#### Supplied material

PR #2396, opened 2016-01-27
MULE-9258: Added new annotation @Expression with support for literal parameters

pablomusumeci:


modules/extensions-support/src/main/java/org/mule/module/extension/internal/introspection/utils/ImplicitObjectUtils.java
```diff
@@ -48,7 +49,7 @@ public static ResolverSet buildImplicitResolverSet(ParametrizedModel parametrize
             if (defaultValue != null)
             {
                 ValueResolver<Object> valueResolver;
-                if (defaultValue instanceof String && expressionManager.isExpression((String) defaultValue))
+                if (defaultValue instanceof String && expressionManager.isExpression((String) defaultValue) && !parameterModel.getExpressionSupport().equals(ExpressionSupport.LITERAL))
```
marianogonzalez: enums are compared using == and !=

modules/extensions-support/src/main/java/org/mule/module/extension/internal/util/IntrospectionUtils.java
```diff
@@ -280,8 +281,8 @@ public static boolean isRequired(ParameterModel parameterModel, boolean forceOpt
 
     public static ExpressionSupport getExpressionSupport(AccessibleObject object)
     {
-        Parameter parameter = object.getAnnotation(Parameter.class);
-        return parameter != null ? parameter.expressionSupport() : SUPPORTED;
+        Expression expression = object.getAnnotation(Expression.class);
```
marianogonzalez: this is the second time I read these three lines. Create a static method in IntrospectionUtils which do this comparisson and centralize the default value

modules/extensions-support/src/test/java/org/mule/module/extension/HeisenbergOperations.java
```diff
@@ -188,4 +190,10 @@ public String getSaulPhone(@Connection HeisenbergConnection connection)
     {
         return connection.getSaulPhoneNumber();
     }
+
+    @Operation
+    public String dontEvaluateLiteralExpression(@Expression(expressionSupport = ExpressionSupport.LITERAL) String literalExpression)
```
marianogonzalez: rename to literalEcho

modules/extensions-support/src/test/java/org/mule/module/extension/HeisenbergExtension.java
```diff
@@ -123,14 +125,26 @@
...
     private String firstEndevour;
 
+    @Parameter
+    @Optional(defaultValue = "#[payload]")
+    @Expression(expressionSupport = LITERAL)
+    private String literalExpressionWithDefault;
+
+    @Parameter
+    @Optional
+    @Expression(expressionSupport = LITERAL)
```
marianogonzalez: once the expressionSupport field has been renamed to value, you don't need the = anymore

modules/extensions-spring-support/src/main/java/org/mule/module/extension/internal/config/XmlExtensionParserUtils.java
```diff
@@ -307,6 +312,11 @@ static ResolverSet getResolverSet(ElementDescriptor element, List<ParameterModel
                     resolver = new StaticValueResolver(null);
                 }
 
+                if (parameterModel.getExpressionSupport() == ExpressionSupport.LITERAL)
```
marianogonzalez: this branch evaluates many conditions, but only one of them should be true for a given parameter model. That means that once you hit a possitve, you shouldn't continue evaluating the rest.

That been said, the literal case should be evaluated before the parseParameter case above

modules/extensions-support/src/main/java/org/mule/module/extension/internal/introspection/ParsedParameter.java
```diff
@@ -19,7 +20,7 @@
  *
  * @since 3.7.0
  */
-final class ParsedParameter
+final class ParsedParameter implements AnnotatedElement
```
marianogonzalez: why do you need to implement this interface?

pablomusumeci: Because ParameterModel implemented the method getAnnotation() (which is contained in the Interface AnnotatedElement) but not the other 2 methods I implemented in this commit. By implementing AnnotatedElement I could ask the ExpressionSupport of the ParsedParameter. See line https://github.com/mulesoft/mule/pull/2396/files#diff-3e704c3bd995eae525b12afc05490bddR413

########

> Task prompt
Transcribe each record shown above, exactly.

> Worked solution
PR #2396, opened 2016-01-27
MULE-9258: Added new annotation @Expression with support for literal parameters

pablomusumeci:


modules/extensions-support/src/main/java/org/mule/module/extension/internal/introspection/utils/ImplicitObjectUtils.java
```diff
@@ -48,7 +49,7 @@ public static ResolverSet buildImplicitResolverSet(ParametrizedModel parametrize
             if (defaultValue != null)
             {
                 ValueResolver<Object> valueResolver;
-                if (defaultValue instanceof String && expressionManager.isExpression((String) defaultValue))
+                if (defaultValue instanceof String && expressionManager.isExpression((String) defaultValue) && !parameterModel.getExpressionSupport().equals(ExpressionSupport.LITERAL))
```
marianogonzalez: enums are compared using == and !=

modules/extensions-support/src/main/java/org/mule/module/extension/internal/util/IntrospectionUtils.java
```diff
@@ -280,8 +281,8 @@ public static boolean isRequired(ParameterModel parameterModel, boolean forceOpt
 
     public static ExpressionSupport getExpressionSupport(AccessibleObject object)
     {
-        Parameter parameter = object.getAnnotation(Parameter.class);
-        return parameter != null ? parameter.expressionSupport() : SUPPORTED;
+        Expression expression = object.getAnnotation(Expression.class);
```
marianogonzalez: this is the second time I read these three lines. Create a static method in IntrospectionUtils which do this comparisson and centralize the default value

modules/extensions-support/src/test/java/org/mule/module/extension/HeisenbergOperations.java
```diff
@@ -188,4 +190,10 @@ public String getSaulPhone(@Connection HeisenbergConnection connection)
     {
         return connection.getSaulPhoneNumber();
     }
+
+    @Operation
+    public String dontEvaluateLiteralExpression(@Expression(expressionSupport = ExpressionSupport.LITERAL) String literalExpression)
```
marianogonzalez: rename to literalEcho

modules/extensions-support/src/test/java/org/mule/module/extension/HeisenbergExtension.java
```diff
@@ -123,14 +125,26 @@
...
     private String firstEndevour;
 
+    @Parameter
+    @Optional(defaultValue = "#[payload]")
+    @Expression(expressionSupport = LITERAL)
+    private String literalExpressionWithDefault;
+
+    @Parameter
+    @Optional
+    @Expression(expressionSupport = LITERAL)
```
marianogonzalez: once the expressionSupport field has been renamed to value, you don't need the = anymore

modules/extensions-spring-support/src/main/java/org/mule/module/extension/internal/config/XmlExtensionParserUtils.java
```diff
@@ -307,6 +312,11 @@ static ResolverSet getResolverSet(ElementDescriptor element, List<ParameterModel
                     resolver = new StaticValueResolver(null);
                 }
 
+                if (parameterModel.getExpressionSupport() == ExpressionSupport.LITERAL)
```
marianogonzalez: this branch evaluates many conditions, but only one of them should be true for a given parameter model. That means that once you hit a possitve, you shouldn't continue evaluating the rest.

That been said, the literal case should be evaluated before the parseParameter case above

modules/extensions-support/src/main/java/org/mule/module/extension/internal/introspection/ParsedParameter.java
```diff
@@ -19,7 +20,7 @@
  *
  * @since 3.7.0
  */
-final class ParsedParameter
+final class ParsedParameter implements AnnotatedElement
```
marianogonzalez: why do you need to implement this interface?

pablomusumeci: Because ParameterModel implemented the method getAnnotation() (which is contained in the Interface AnnotatedElement) but not the other 2 methods I implemented in this commit. By implementing AnnotatedElement I could ask the ExpressionSupport of the ParsedParameter. See line https://github.com/mulesoft/mule/pull/2396/files#diff-3e704c3bd995eae525b12afc05490bddR413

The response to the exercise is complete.